H2: The effectiveness of the YRDUA policy for green high-quality development is still at the stage of the “weak Porter hypothesis”, and has not significantly improved GTFP.

2.3 Regional heterogeneity of the YRDUA policy

Based on the theory of new economic geography, the agglomeration and diffusion brought about by factor migration caused by the development of urban agglomerations will lead to spatial differentiation in the scale of the regional economy and the level of innovation, and ultimately the formation of a “center-periphery” spatial structure (Stein et al., 2021). Urban agglomerations promote the flow and optimal allocation of traditional production factors such as labor, capital and talents within the region, and they also accelerate the dissemination of innovative factors such as technology and knowledge among regions (Wang et al., 2020).
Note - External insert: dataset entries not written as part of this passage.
PR #122, opened 2022-04-07
Add pod_ip_metrics collector to netd

sdmodi:
This new module emits metrics for pod IP allocation by examining the gke-pod-network directory

### DIFF
--- a/pkg/metrics/collector/pod_ip_metrics.go
+++ b/pkg/metrics/collector/pod_ip_metrics.go
@@ -1,0 +1,179 @@
+/*
+Copyright 2022 Google Inc.
+
+Licensed under the Apache License, Version 2.0 (the "License");
+you may not use this file except in compliance with the License.
+You may obtain a copy of the License at
+
+    http://www.apache.org/licenses/LICENSE-2.0
+
+Unless required by applicable law or agreed to in writing, software
+distributed under the License is distributed on an "AS IS" BASIS,
+WITHOUT WARRANTIES OR CONDITIONS OF ANY KIND, either express or implied.
+See the License for the specific language governing permissions and
+limitations under the License.
+*/
+
+package collector
+
+import (
+	"bufio"
+	"fmt"
+	"net"
+	"os"
+	"strings"
+
+	"github.com/golang/glog"
+	"github.com/prometheus/client_golang/prometheus"
+)
+
+type ipFamily int
+
+const (
+	gkePodNetworkDir = "/host/var/lib/cni/networks/gke-pod-network"
+	ipv4 ipFamily = iota
+	ipv6 = 1
+	dual = 2
+	dualStack = "IPV4_IPV6"
+)
+
+var (
+	usedIpv4AddrCountDesc = prometheus.NewDesc(
+		"used_ipv4_addr_count",
+		"Indicates how many IPv4 addresses are in use.",
+		nil, nil,
+	)
+	usedIpv6AddrCountDesc = prometheus.NewDesc(
+		"used_ipv6_addr_count",
+		"Indicates how many IPv6 addresses are in use.",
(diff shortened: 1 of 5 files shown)


pkg/metrics/collector/pod_ip_metrics_test.go
```diff
@@ -0,0 +1,132 @@
...
+	defer f.Close()
+	if _, err := f.WriteString(content); err != nil {
+		t.Fatalf("Error writing to file %s: %v", path, err)
+	}
+}
+
+func mustCreateIpAddrDir(t *testing.T, dir string) string {
+	tempDir, err := ioutil.TempDir("", dir)
+	if err != nil {
+		t.Fatalf("error creating dir %s: %v", dir, err)
```
MrHohn, line 24: nit: error -> Error

pkg/metrics/collector/pod_ip_metrics.go
```diff
@@ -0,0 +1,174 @@
...
+	c.usedIpv6AddrCount = ipv6Count
+	c.dualStackCount = dualCount
+	c.dualStackErrorCount = dualErrCount
+	c.duplicateIpCount = dupIpCount
+	return nil
+}
+
+func (c *podIpMetricsCollector) Update(ch chan<- prometheus.Metric) error {
+	if err := c.listIpAddresses(gkePodNetworkDir); err != nil {
+		return nil
```
MrHohn, line 165: Humm, probably log the error here instead? I know listIpAddresses() already logs that - but at the first glance it seems like omitting the error without looking into that func.

pkg/metrics/collector/pod_ip_metrics.go
```diff
@@ -0,0 +1,174 @@
...
+
+	s := bufio.NewScanner(buf)
+	s.Scan()
+	return s.Text(), s.Err()
+}
+
+func (c *podIpMetricsCollector) listIpAddresses(dir string) error {
+	f, err := os.Open(dir)
+	if err != nil {
+		glog.Errorf("Error opening directory %s, %v", dir, err)
```
MrHohn, line 106: Just wanted to point out there may be a short period of time when the `gke-pod-network` folder doesn't exist yet (e.g. no pod has been created or only hostnetwork pods are created). That however should be fine as we only log an error and retry later.

MrHohn (approved):
Thanks Sudeep, seems straight forward. Just a few nits - this LGTM.

pkg/metrics/collector/pod_ip_metrics.go
```diff
@@ -0,0 +1,174 @@
...
+
+	"github.com/golang/glog"
+	"github.com/prometheus/client_golang/prometheus"
+)
+
+type ipFamily int
+
+const (
+	gkePodNetworkDir = "/host/var/lib/cni/networks/gke-pod-network"
+	ipv4 ipFamily = 0
```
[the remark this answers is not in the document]
sdmodi: Not sure what you mean. I did add a String function for this type.

pkg/metrics/collector/pod_ip_metrics.go
sdmodi: Yes. I noticed that and this is ok.

pkg/metrics/collector/pod_ip_metrics.go
sdmodi: Done

MrHohn (approved):
/lgtm
/approve

pkg/metrics/collector/pod_ip_metrics.go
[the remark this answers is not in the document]
MrHohn: Yep changing to use iota is what I meant. Thx.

The factors of production and innovation in the traditional sense will follow economic laws, making the above factors concentrate in a certain area and realize the scale effect (Cheng and Jin, 2022). Through the networked and connected development of basic transport facilities, the development of urban agglomerations continues to weaken city boundaries, accelerate the further concentration of economic activities, break the spatial scope of knowledge spillover and talent flow, and enhance social productivity (Wang et al., 2021a). These characteristics will significantly increase the efficiency of knowledge and technology spillovers, thereby facilitating the radiation of digital technologies from central to peripheral cities and enhancing inter-city diffusion effects. However, due to the relative weaknesses of peripheral cities in terms of infrastructure development, policies and regulation, this may lead to the absorption of advantageous resources from the central cities to the peripheral cities, subjecting them to a relatively scarce resource environment and creating a siphoning effect, further distorting the allocation of factors between cities and widening the regional development gap (Duranton and Puga, 2005). Therefore, we present hypothesis 3:
H3: The effectiveness of the YRDUA policy for green high-quality development has regional heterogeneity in the “center periphery” structure.
Fig. 1 Impact mechanisms of urban agglomeration policy on DE and GTFP

3 Research design

3.1 Research methods

Since the cities differ in their timing of policy implementation, a time-varying difference (DID) model was used in this study. The effectiveness of the YRDUA policy for green high-quality development can be further divided into the “weak Porter Hypothesis” (the impact on DE) and the “strong Porter Hypothesis” (the impact on GTFP).
$D{{E}_{it}}={{\alpha }_{0}}+{{\alpha }_{1}}DI{{D}_{it}}+\alpha ~Contro{{l}_{it}}+{{\gamma }_{t}}+{{\mu }_{i}}+{{\varepsilon }_{it}}$
$GTF{{P}_{it}}={{\beta }_{0}}+{{\beta }_{1}}~DID{{~}_{it}}+\beta ~Contro{{l}_{it}}+{{\gamma }_{t}}+{{\mu }_{i}}+{{\varepsilon }_{it}}$
where the subscripts i and t correspond to city and year, respectively. DEit and GTFPit are the explanatory variables, indicating the DE and GTFP of i-city in t-year, respectively. DIDit is an interactive item, when i-city implements a policy in t-year, DIDit is 1 in the years after t-year, otherwise it is 0. α1 and β1 represent the net effects of the policy impacts on DE and GTFP, respectively. Controlit are control variables, including pgdp, inter, fin, fdi and ind. α0 and β0 are constant terms. The term γt represents the year fixed effect, μi represents the urban fixed effect, and εit denotes the random error term.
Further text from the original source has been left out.